Years earlier, Sato made his name in the exploitation industry with his 1987 film Rape: For Real, a tale of devilish debauchery the world had ne’er seen the likes of, and one that is still under international censorship to this day. Good times.

His 90’s venture is pretty grim, with some of the most nauseatingly realistic depictions of self-mutilation I think I’ve ever seen. The scene in which a young woman, driven mad by the pain-to-pleasure drug “MySon”, removes her own eyeball and proceeds to eat it gleefully is, to my recollection, the only scene in cinema that has ever actually made me feel physically sick. Exactly how it was done, I’m not sure, but it’s pretty darn convincing.
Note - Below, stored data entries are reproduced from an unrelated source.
PR #3498, opened 2021-05-05
CI: Use cached QEMU

### LINKED ISSUE #3119: CI: cache qemu, kernel, image for 2.x

wainersm:
his changed the installer script to fetch and install a built QEMU
if a suitable version is found on the project's Jenkins.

But I’m probably jumping ahead a little, so here’s a run down of the story; young genius Eiji Kure (played with a wonderful innocence by Sadao Abe) concocts a formula that can convert feelings of sadness or pain into joy, with which he hopes to end world suffering. Unfortunately, the drug has somewhat psychotic side-effects, driving his test subjects insane with ecstasy, causing one, in a scene rather reminiscent of many of Takeshi Miike’s films, to turn herself into a human pincushion. The second, as I have mentioned, literally eats herself to death, whilst the third becomes a psychotic serial killer, relishing in the pain of others. It’s all good fun.

Behind all the grotesque, however, there is a rather smart existential message about not only the dangers of “world changing” ideals, but the lengths the human race goes to for pleasure. At least I think there is. If not, it’s just a bloody grim piece of exploitation. I’ll leave it to you to decide. If you can stomach it.